The scoring potential of  the possession does not change as the game is ending. The winning potential does change and should change markedly as the game begins to end.

How much is a down worth?

This  is an important issue and not readily studied without a data heavy model. I’d suggest following a couple of the Brian Burke links above, they shed a terrific amount of light on the topic. Essentially, the value of a down at a particular time and distance is the difference in expected points at that time and distance between those downs.

How much is a touchdown worth?

We’ll start with the expected points models, because it becomes easy to see how they work. EPA or NEP style models have a total assigned value for the score (6.4 pts Romer, 6.3 Burke), so the value of scoring a touchdown is the value of the score minus the value of the position on the field. It has to be that way because the remaining value is a function of field position et al. If this isn’t true, you violate conservation of a scoring potential.

Likewise, in the linear model, the value of the touchdown is equivalent, due to linearity and scoring potential conservation, to the yards required to score the touchdown. This means if the defense recovers  the ball on the opponent’s 5  (i.e. the defense has just handed you 95 yards of value),  and your team runs for 3 yards, and then passes 2 yards for the score, that the value of the touchdown is 2 yards, or 0.16 points, and the value of the entire drive is 5 yards.

In this context, the classic interpretation of what THGF calls the new rating system doesn’t make a lot of sense.

RANKING = ( yards + 10*TDs – 45*Ints)/attempts

I say so because the yards already encompass the value of the touchdown(s).

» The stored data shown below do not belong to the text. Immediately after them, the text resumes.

PR #177, opened 2024-08-21
RSCBC-1: Implement HTTP Crate

Matt-Woz:
Changes
---------
- Created HTTP Client, wrapping reqwest
- Created custom JSON Row parser + stream

### DIFF
--- a/sdk/couchbase-core/src/httpx/base.rs
+++ b/sdk/couchbase-core/src/httpx/base.rs
@@ -1,0 +1,125 @@
+use async_trait::async_trait;
+use bytes::Bytes;
+use futures::{Stream, StreamExt};
+use http::{StatusCode};
+use serde::de::DeserializeOwned;
+use typed_builder::TypedBuilder;
+use crate::httpx::error::ErrorKind::Generic;
+use crate::httpx::error::{Result as HttpxResult};
+
+#[derive(Debug, TypedBuilder)]
+#[builder(field_defaults(default, setter(into)))]
+#[non_exhaustive]
+pub struct Request {
+    pub method: http::Method,
+    pub uri: String,
+    pub auth: Option<Auth>,
+    pub user_agent: Option<String>,
+    pub content_type: Option<String>,
+    pub body: Option<String>,
+}
+
+#[derive(PartialEq, Eq, Debug, Clone, TypedBuilder)]
+#[builder(field_defaults(default, setter(into)))]
+pub struct BasicAuth {
+    pub username: String,
+    pub password: String,
+}
+
+#[derive(PartialEq, Eq, Debug)]
+#[non_exhaustive]
+pub enum Auth {
+    BasicAuth(BasicAuth),
+    OnBehalfOf(OnBehalfOfInfo)
+}
+
+#[derive(PartialEq, Eq, Debug, TypedBuilder)]
+#[builder(field_defaults(setter(into)))]
+pub struct OnBehalfOfInfo {
+    pub username: String,
+    pub password_or_domain: OboPasswordOrDomain,
+}
+
+#[derive(Debug, PartialEq, Eq)]
+pub enum OboPasswordOrDomain {
+    Password(String),
+    Domain(String),
+}
+
+#[derive(PartialEq, Eq, Debug, TypedBuilder)]
+#[builder(field_defaults(default, setter(into)))]
+#[non_exhaustive]
+pub struct RequestCreator {
+    endpoint: String,
+    user_agent: Option<String>,
+    basic_auth: Option<BasicAuth>,
+}
+
+#[derive(Debug)]
+pub struct Response<R> {
+    pub inner: R,
+}
+
+#[async_trait]
+pub trait ResponseProvider {
+    fn get_status(self) -> StatusCode;
+
+    async fn get_text(self) -> HttpxResult<String>;
+
+    fn get_stream(self) -> Box<dyn Stream<Item = HttpxResult<Bytes>> + Unpin>;
+
+    async fn read_response_as_json<T: DeserializeOwned>(self) -> HttpxResult<T>;
+}
+
+#[async_trait]
+impl ResponseProvider for reqwest::Response {
+    fn get_status(self) -> StatusCode {
+        self.status()
+    }
+    async fn get_text(self) -> HttpxResult<String> {
+        let text = self.text().await?;
+        Ok(text)
+    }
+
+    fn get_stream(self) -> Box<dyn Stream<Item=HttpxResult<Bytes>> + Unpin> {
+        let x = self.bytes_stream().map(|result| {
+            result.map_err(|e| Generic { msg: e.to_string() }.into())
+        });
+        Box::new(x)
+    }
+
+    async fn read_response_as_json<T: DeserializeOwned>(self) -> HttpxResult<T> {
+        self.json::<T>()
+            .await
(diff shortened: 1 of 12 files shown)


sdk/couchbase-core/src/httpx/json_row_stream.rs
```diff
@@ -0,0 +1,79 @@
...
+where
+    S: Stream<Item = Result<Bytes, reqwest::Error>> + Unpin,
+{
+    type Item = HttpxResult<Vec<u8>>;
+
+    fn poll_next(self: Pin<&mut Self>, cx: &mut Context<'_>) -> Poll<Option<HttpxResult<Vec<u8>>>> {
+        let this = self.get_mut();
+        loop {
+            match this.state {
+                State::Collecting => match this.parser.next() {
```
chvck, line 56: Nice! I think a few comments explaining each case here would be v. helpful.

sdk/couchbase-core/src/httpx/raw_json_row_streamer.rs
```diff
@@ -0,0 +1,360 @@
...
+#[cfg(test)]
+mod tests {
+    use crate::httpx::base::{Body, Method, RequestBuilder};
+    use crate::httpx::client::Client;
+    use crate::httpx::json_row_stream::JsonRowStream;
+    use crate::httpx::raw_json_row_streamer::RawJsonRowStreamer;
+    use serde_json::{json, Value};
+
+    #[tokio::test]
+    async fn stream_some_query_rows() {
```
chvck, line 214: Same comment as the other test.

chvck:
This is great. It might be a good idea to move the integration tests to the top level `tests` crate and think about how we can add an abstraction layer between us and reqwest. That'd both decouple us a bit and let us unit test more easily.

sdk/couchbase-core/src/httpx/base.rs
```diff
@@ -0,0 +1,123 @@
...
+}
+
+#[derive(Debug)]
+pub(crate) struct Body {
+    pub inner: reqwest::Body,
+}
+
+#[derive(PartialEq, Eq, Debug)]
+pub(crate) struct OnBehalfOfInfo {
+    username: String,
```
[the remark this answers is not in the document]
Matt-Woz: Yep - done

sdk/couchbase-core/src/httpx/base.rs
```diff
@@ -0,0 +1,123 @@
...
+    password: String,
+    domain: String,
+}
+
+#[derive(PartialEq, Eq, Debug)]
+pub(crate) struct RequestBuilder {
```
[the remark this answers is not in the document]
Matt-Woz: Didn't know we had that! Done

sdk/couchbase-core/src/httpx/base.rs
```diff
@@ -0,0 +1,123 @@
...
+            user_agent,
+            endpoint,
+            basic_auth_user,
+            basic_auth_pass,
+        }
+    }
+
+    pub(crate) fn new_request(
+        &self,
+        client: Client,
```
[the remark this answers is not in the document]
Matt-Woz: Yes it is a bit weird, reqwest recommends to use the RequestBuilder, which can be only accessed via a Client, and then running `RequestBuilder.send`, but I refactored to make it more intuitive

sdk/couchbase-core/src/httpx/client.rs
```diff
@@ -0,0 +1,40 @@
...
+        match req.inner.send().await {
+            Ok(response) => Ok(Response { inner: response }),
+            Err(err) => {
+                if err.is_connect() {
+                    Err(Connect {
+                        msg: err.to_string(),
+                    }
+                    .into())
+                } else {
+                    Err(Generic {
```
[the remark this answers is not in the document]
Matt-Woz: Ack

sdk/couchbase-core/src/httpx/json_block_read.rs
```diff
@@ -0,0 +1,79 @@
...
+        compat_version: String,
+        #[serde(alias = "clusterUUID")]
+        cluster_uuid: String,
+        #[serde(alias = "isBalanced")]
+        is_balanced: bool,
+        orchestrator: String,
+    }
+
+    #[tokio::test]
+    async fn get_cluster_info() {
```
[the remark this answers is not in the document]
Matt-Woz: I've moved the integration tests into tests/

sdk/couchbase-core/src/httpx/json_row_stream.rs
Matt-Woz: Done!

sdk/couchbase-core/src/httpx/base.rs
```diff
@@ -0,0 +1,123 @@
...
+    Put,
+    Delete,
+    Connect,
+    Options,
+    Trace,
+    Patch,
+}
+#[derive(Debug)]
+pub(crate) struct Request {
+    pub inner: reqwest::RequestBuilder,
```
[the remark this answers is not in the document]
Matt-Woz: Yes agreed, I refactored to make it a lot more generic

sdk/couchbase-core/src/httpx/base.rs
```diff
@@ -0,0 +1,97 @@
...
+    pub uri: String,
+    pub basic_auth_user: String,
+    pub basic_auth_pass: String,
+    pub method: http::Method,
+    pub content_type: String,
+    pub on_behalf_of: Option<OnBehalfOfInfo>,
+    pub body: Option<String>,
+}
+
+#[derive(PartialEq, Eq, Debug, TypedBuilder)]
```
chvck, line 22: All of the request type structs probably need to have #[non_exhaustive] on them.

sdk/couchbase-core/src/httpx/client.rs
```diff
@@ -0,0 +1,100 @@
...
+
+#[derive(Debug, Clone)]
+pub struct Client<C> {
+    pub inner: C,
+}
+
+#[async_trait]
+pub trait ClientProvider {
+    type R: ResponseProvider;
+    fn new(/*tlsConfig*/) -> HttpxResult<Self> where Self: Sized;
```
chvck, line 18: Could we file a rscbc for adding tls to http please?

chvck (commented):
This is looking good to me, just the minor thing about #[non_exhaustive] so that expanding request blocks aren't breaking changes in the future. In the future we might want to think about using hyper but this shields any upstream crates from that too.

sdk/couchbase-core/src/httpx/base.rs
```diff
@@ -0,0 +1,103 @@
...
+use http::{StatusCode};
+use serde::de::DeserializeOwned;
+use typed_builder::TypedBuilder;
+use crate::httpx::error::ErrorKind::Generic;
+use crate::httpx::error::{Result as HttpxResult};
+
+#[derive(Debug, TypedBuilder)]
+#[builder(field_defaults(default, setter(into)))]
+#[non_exhaustive]
+pub struct Request {
```
chvck, line 13: Sorry, I missed this before. Most of these fields in these various structs should probably be Option<> if they are actually optional.

sdk/couchbase-core/src/httpx/client.rs
Matt-Woz: Created RSCBC-44 👍

chvck (approved):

In this context, the second term could be regarded as an approximation of the value of the extra point (0.8 points of value in this case). And 45 instead of 50 is an estimation that the average INT changes field  position by about 5 yards.

Finally, this analysis begs the question of what model Pro Football Reference’s adjusted yards per attempt actually describes. I’ll try, however. If you adjust the value of yards to create a “barrier potential” term to describe the touchdown, you get the following bit of algebra

0.2(x + 2) + (x + 2 ) = value of true scoring difference = 6.4 + 2 = 8.4

1.2x + 2.4 = 8.4

1.2x = 6.0

x = 5

So, if you adjust the slope so the value of the line  at 100 equals 5 instead of 6, then the average value of a yard becomes 0.07 points, and the cost of  a turnover then becomes 3 points, or about 43 yards.

How much is a field goal worth?

The same logic that applies for a touchdown also applies for a field goal. It’s the value of the score minus the value of the particular field position, down, etc from which the goal is scored. Note that in a linear model, the value is actually negative for a field goal scored from the 37.5 yard line in. And  this actually makes sense, because the sum of the score values, as the number of scores grow large, in a well balanced EPA/NEP model should approach zero.  In the linear model, I suspect it will approach some nonzero number, which would be an approximation of  the average deviation from best fit EPA/NEP function itself.

Okay, so what if high scoring teams have this zero scoring value? What’s going on?

This is the numerator of a rate term, akin to that of a shooting percentage in the NBA. But since EP models are already averaged, the proper analogy is to the shooting percentage minus the league average shooting percentage. And to continue the analogy a bit further, to score in the NBA, you not only need to shoot (not necessary a good percentage), but you also need to make your own shot. Teams that put  themselves into position to score are the equivalent, they make their own shot. I’ll also note this +/- value probably also is a representation of the TD to FG ratio.

Conclusion

Scoring potential models are part of the new wave of football analysis and the granddaddy of all scoring potential models  is the linear model discussed extensively  in The Hidden Game of Football.  In these models, scoring potential is a conserved quantity and can neither be created nor destroyed. Some of the consequences of this conservation are discussed above.